_Exercise details_: The answer is every line of the records that holds the word "deployed", copied in full.

_Data for processing_:
★ ★ ★ ★ ★
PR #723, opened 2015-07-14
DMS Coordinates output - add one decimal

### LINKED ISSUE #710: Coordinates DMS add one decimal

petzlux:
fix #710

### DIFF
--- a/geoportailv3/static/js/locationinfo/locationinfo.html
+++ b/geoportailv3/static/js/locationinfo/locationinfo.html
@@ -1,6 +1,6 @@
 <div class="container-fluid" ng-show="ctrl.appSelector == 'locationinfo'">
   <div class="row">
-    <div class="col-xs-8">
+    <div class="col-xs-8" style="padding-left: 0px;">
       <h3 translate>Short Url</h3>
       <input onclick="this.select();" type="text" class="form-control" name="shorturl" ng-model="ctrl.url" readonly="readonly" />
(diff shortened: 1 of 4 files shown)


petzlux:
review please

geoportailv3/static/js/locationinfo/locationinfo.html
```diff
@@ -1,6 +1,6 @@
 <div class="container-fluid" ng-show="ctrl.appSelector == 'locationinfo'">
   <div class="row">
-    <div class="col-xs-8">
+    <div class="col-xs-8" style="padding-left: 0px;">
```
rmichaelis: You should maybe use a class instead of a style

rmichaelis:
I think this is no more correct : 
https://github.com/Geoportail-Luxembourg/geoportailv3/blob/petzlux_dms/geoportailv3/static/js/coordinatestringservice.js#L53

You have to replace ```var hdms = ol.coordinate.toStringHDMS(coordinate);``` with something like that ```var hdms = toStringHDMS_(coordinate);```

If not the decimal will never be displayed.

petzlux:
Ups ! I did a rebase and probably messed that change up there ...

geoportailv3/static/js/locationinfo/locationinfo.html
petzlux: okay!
★ ★ ★ ★ ★
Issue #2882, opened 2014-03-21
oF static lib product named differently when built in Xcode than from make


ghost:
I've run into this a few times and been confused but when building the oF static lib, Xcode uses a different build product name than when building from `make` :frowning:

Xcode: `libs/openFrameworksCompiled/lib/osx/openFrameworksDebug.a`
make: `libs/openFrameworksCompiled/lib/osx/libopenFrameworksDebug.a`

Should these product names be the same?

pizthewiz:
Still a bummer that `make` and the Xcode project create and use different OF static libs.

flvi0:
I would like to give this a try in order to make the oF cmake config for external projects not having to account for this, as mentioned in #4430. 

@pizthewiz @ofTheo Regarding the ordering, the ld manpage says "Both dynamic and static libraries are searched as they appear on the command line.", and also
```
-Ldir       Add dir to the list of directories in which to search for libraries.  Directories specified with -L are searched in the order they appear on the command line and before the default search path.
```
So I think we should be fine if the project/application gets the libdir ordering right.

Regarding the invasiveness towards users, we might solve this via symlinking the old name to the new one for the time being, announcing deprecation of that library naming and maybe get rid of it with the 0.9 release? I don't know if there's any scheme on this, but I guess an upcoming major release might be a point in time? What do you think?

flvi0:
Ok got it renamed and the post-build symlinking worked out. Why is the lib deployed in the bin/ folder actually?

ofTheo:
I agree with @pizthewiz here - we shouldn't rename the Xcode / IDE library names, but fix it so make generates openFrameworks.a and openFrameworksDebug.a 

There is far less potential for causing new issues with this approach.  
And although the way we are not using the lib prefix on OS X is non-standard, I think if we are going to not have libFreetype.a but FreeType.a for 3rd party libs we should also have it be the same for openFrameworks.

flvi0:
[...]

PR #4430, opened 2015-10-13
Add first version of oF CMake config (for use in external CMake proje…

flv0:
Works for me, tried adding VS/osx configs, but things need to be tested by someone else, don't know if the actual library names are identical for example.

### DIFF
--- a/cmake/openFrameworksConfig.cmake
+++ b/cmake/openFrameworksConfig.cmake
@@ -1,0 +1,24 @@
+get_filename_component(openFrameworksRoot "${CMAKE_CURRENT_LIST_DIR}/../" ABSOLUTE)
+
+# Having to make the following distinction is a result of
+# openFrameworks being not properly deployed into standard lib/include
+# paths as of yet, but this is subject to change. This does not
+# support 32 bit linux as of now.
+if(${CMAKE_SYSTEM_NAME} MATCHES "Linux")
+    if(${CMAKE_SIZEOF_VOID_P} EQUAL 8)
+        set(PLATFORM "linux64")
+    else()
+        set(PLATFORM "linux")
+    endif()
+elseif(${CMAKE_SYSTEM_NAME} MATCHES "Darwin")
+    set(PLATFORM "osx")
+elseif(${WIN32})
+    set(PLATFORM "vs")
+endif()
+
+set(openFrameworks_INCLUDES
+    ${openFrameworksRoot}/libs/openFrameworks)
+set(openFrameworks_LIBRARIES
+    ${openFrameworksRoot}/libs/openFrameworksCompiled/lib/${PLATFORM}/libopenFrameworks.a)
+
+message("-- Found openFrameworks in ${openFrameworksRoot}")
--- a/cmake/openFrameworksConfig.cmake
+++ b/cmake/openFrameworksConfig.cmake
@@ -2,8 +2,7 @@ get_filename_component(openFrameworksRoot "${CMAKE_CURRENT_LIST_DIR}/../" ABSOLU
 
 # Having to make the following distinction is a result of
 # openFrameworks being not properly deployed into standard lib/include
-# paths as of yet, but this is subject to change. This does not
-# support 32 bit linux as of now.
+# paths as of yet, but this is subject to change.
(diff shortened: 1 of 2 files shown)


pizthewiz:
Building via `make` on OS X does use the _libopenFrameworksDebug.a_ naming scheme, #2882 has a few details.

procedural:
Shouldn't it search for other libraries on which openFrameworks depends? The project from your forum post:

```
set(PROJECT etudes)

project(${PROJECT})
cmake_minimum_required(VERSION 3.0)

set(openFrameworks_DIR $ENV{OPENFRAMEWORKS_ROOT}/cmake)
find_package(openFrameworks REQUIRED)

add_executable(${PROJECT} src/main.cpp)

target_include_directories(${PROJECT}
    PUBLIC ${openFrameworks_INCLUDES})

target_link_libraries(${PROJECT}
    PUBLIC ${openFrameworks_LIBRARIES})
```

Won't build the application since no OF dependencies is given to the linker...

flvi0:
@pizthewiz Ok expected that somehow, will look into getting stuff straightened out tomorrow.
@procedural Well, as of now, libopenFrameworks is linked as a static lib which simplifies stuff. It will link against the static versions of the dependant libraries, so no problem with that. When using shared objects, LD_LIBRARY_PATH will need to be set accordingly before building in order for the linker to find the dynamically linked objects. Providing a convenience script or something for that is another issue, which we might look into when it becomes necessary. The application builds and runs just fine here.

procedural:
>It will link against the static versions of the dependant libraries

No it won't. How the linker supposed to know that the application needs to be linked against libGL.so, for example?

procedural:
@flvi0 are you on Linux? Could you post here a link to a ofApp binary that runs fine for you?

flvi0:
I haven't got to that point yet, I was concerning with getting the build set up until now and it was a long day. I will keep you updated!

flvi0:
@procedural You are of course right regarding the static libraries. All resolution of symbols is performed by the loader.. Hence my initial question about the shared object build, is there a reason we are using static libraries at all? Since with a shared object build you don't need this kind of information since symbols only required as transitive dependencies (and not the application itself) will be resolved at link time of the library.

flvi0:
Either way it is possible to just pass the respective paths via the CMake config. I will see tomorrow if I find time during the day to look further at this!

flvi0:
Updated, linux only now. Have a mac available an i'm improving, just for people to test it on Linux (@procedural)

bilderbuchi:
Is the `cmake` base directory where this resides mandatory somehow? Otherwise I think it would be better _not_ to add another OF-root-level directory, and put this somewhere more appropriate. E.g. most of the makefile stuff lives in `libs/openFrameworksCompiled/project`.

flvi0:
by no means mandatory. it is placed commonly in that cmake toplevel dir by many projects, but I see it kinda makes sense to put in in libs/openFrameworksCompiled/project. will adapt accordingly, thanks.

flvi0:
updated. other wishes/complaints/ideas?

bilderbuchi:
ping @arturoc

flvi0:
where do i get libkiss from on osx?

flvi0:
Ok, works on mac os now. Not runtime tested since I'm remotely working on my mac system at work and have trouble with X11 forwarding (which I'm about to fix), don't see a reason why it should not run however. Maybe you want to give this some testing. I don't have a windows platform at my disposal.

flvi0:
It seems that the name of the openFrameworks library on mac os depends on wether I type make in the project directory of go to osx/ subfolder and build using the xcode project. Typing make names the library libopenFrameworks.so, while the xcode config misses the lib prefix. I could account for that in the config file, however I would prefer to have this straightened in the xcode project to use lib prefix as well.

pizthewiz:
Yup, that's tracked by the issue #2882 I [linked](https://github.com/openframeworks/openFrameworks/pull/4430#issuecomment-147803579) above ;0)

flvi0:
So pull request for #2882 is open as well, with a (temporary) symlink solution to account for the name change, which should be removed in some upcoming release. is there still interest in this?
★ ★ ★ ★ ★
_Task answer_:
Ok got it renamed and the post-build symlinking worked out. Why is the lib deployed in the bin/ folder actually?
+# openFrameworks being not properly deployed into standard lib/include
 # openFrameworks being not properly deployed into standard lib/include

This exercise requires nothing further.